А.М.: Российско-турецкие отношения – это отдельная и к тому же широчайшая тема. Поэтому ограничусь самыми общими замечаниями. Парадоксально, но факт: есть множество точек, где интересы Турции и России сталкиваются, – в частности, на Кавказе. Где влияние Турции растет, а России это совершенно не по душе. Но в сирийском вопросе Москва и Анкара занимают явно противоположные позиции: Турция (вместе с Саудовской Аравией и Катаром) относятся к числу главных союзников оппозиции, тогда как Россия (а также Иран) делают все, чтобы сохранить режим Асада. С этим и связана напряженность в двусторонних отношениях. Как, кстати, и позиция Турции по ПРО.
А.П.: В начале нашего разговора мы уже коснулись проблемы сосуществования культур. В этой связи – исторический вопрос, по сей день сохраняющий свою остроту – причем далеко за пределами Турции: об отношении сегодняшнего турецкого общества к событиям в Западной Армении в начале двадцатого века.
А.М.: Как известно, армянская точка зрения состоит в том, что тогда были уничтожены несколько сот тысяч, а возможно и более миллиона армян.
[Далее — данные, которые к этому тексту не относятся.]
PR #7484, opened 2026-01-28
Fixed data races found on concurrency tests

wongak:
Added mutexes for accessing expectations in tests.

### DIFF
--- a/tools/cron/cron_test.go
+++ b/tools/cron/cron_test.go
@@ -3,6 +3,7 @@ package cron
 import (
 	"encoding/json"
 	"slices"
+	"sync"
 	"testing"
 	"time"
 )
@@ -253,6 +254,7 @@ func TestCronJobs(t *testing.T) {
 func TestCronStartStop(t *testing.T) {
 	t.Parallel()
 
+	var m sync.Mutex
 	test1 := 0
 	test2 := 0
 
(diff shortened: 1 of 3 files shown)


ganigeorgiev:
Thank you but I prefer to investigate it in more details and eventually will consider applying them manually in the `develop` branch because some of the suggestions seems unnecessery or require larger tests refactoring.

In any case instead of just "merge this", it will help to elaborate what are the issues the current code is causing and what was the reason the PR was opened in the first place.
Is it test flakiness? Tests run with `-race`? For both cases adding mutexes unfortunately will not resolve it fully because there are other "flawed" tests that will not be influenced by this change.

_If this was suggested by AI, then please don't open PRs like that again._

wongak:
Sorry, forgot to add more info.

Yes, these fix the issues encountered when running tests with `-race`.

The race detector might have false negatives, but no false positives. So the encountered races are definitely issues.

But I don't think other tests will be influenced. The issues are related to accessing variables set up in tests, which are subsequently mutated in goroutines. The mutexes are only guarding the test setup.

_And no, I am not using AI. I detest those._

tools/cron/cron_test.go
```diff
@@ -280,12 +286,14 @@ func TestCronStartStop(t *testing.T) {
 	c.Stop()
 	c.Stop()
 
+	m.Lock()
 	if test1 != expectedCalls {
```
wongak: accessed here

ganigeorgiev:
> But I don't think other tests will be influenced. 

It is not about other tests being influenced. It is that there are other tests that will fail when run with `-race` (e.g. some API related ones that has fireAndForget goroutine calls; there are plans to replace them in the near future).

I'll review and apply the changes manually in the `develop` branch but again there is no guarantee that all tests will pass with `-race`.

PR #7510, opened 2026-02-08
feat: support constant array operands in API rules

### LINKED ISSUE #6308: Feature Request: constant array in API rules
I don't really know if it's a feature request or it is already possible and I'm missing some sintax.

I want to set a rule to allow authenticated users with the role "isSecretary" or "isAccountant".
the role is stored as a multi-select field "role" in the auth collection.
So i should write:

`@request.auth.id !='' &&( @request.auth.role ?= “isSecretary” ||  @request.auth.role ?= “isAccountant”)`

this is just an example but there are more || roles to check. 
I was wondering if there is a better way to do it and shorten the rule like:

`@request.auth.id !='' &&  @request.auth.role:each ?= [ “isSecretary”, ”isAccountant” ]`

apk471:
This PR adds support for constant array operands in PocketBase API rules.

It allows concise checks against multiple allowed values without repeating
OR conditions, for example:

@request.auth.role ?= array("isSecretary", "isAccountant")

Existing scalar `?=` behavior remains unchanged and backward compatible.
The array variant evaluates to true when there is at least one common value
between the field and the constant array.

Tests have been added to cover parsing and evaluation behavior.

Closes #6308

### DIFF
--- a/core/record_field_resolver_runner.go
+++ b/core/record_field_resolver_runner.go
@@ -777,7 +777,8 @@ func (r *runner) finalizeActivePropsProcessing(collection *Collection, prop stri
 	// -------------------------------------------------------
 	if modifier == eachModifier && isMultivaluer {
 		jePair := r.activeTableAlias + "." + cleanFieldName
-		jeAlias := "__je_" + r.activeTableAlias + "_" + cleanFieldName + r.resolver.joinAliasSuffix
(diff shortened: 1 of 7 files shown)


ganigeorgiev:
I'm sorry but this is not welcome. Please use your own fork and don't spam further.

PR #7525, opened 2026-02-14
Fix case-sensitive bearer token prefix stripping

benjamesfleming:
The RequireAuth middleware is handing the `"Bearer "` prefix in the authorization header in a case-senstive way. This caused issues for me when running the OpenID Connect conformance tests against the [PocketBase OAuth2 Plugin](https://github.com/benjamesfleming/pocketbase-ext-oauth2) I'm building. For the plugin, I'm hoping to keep the native PocketBase authentication stack by using normal Access Tokens + RequireAuth().

This pull request updates the `"Bearer "` prefix handling to be case-insensitive and adds tests to ensure correct handling.

Reference: https://auth0.com/blog/the-bearer-token-case/

### DIFF
--- a/apis/middlewares.go
+++ b/apis/middlewares.go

Согласно утверждениям турецких националистов, эти цифры сильно завышены. Кроме того, они утверждают, что случившееся – результат того, что армяне, подстрекаемые русскими, сотрудничали с Россией в условиях войны. Но, как я полагаю, и в турецком обществе растет понимание того, что факты необходимо признать. Признать, что произошло нечто чудовищное. И, как и в курдском вопросе, турецкая интеллигенция – и Орхан Памук, и другие – уже начала этот процесс. Нарушая табу на публичное обсуждение неудобных вопросов и призывая к осмыслению прошлого. Сознавая, что пока этого не произошло, говорить о подлинно демократическом обществе не приходится. Это болезненный процесс. В Стэнфордском университете, где я преподаю, мы не раз устраивали дискуссии с участием турецких, армянских и западных ученых – с целью хотя бы научиться говорить об этом, что называется, на одном языке. Научиться обсуждать эту проблему, как подобает ученым и, наконец, начать продвижение к истине. И до сих пор это было невозможно! Я имею в виде: говорить не поверх голов, а обращаясь друг к другу. Но это необходимо – как в свое время было необходимо сказать правду об уничтожении евреев в Германии. Сегодня надо сказать правду о гибели армян – как и о страданиях курдов. Руководствуясь духом истины и примирения, как сказал бы Нельсон Мандела. Повторяю, это необходимо – не только во имя исторической правды, но и во имя демократической Турции.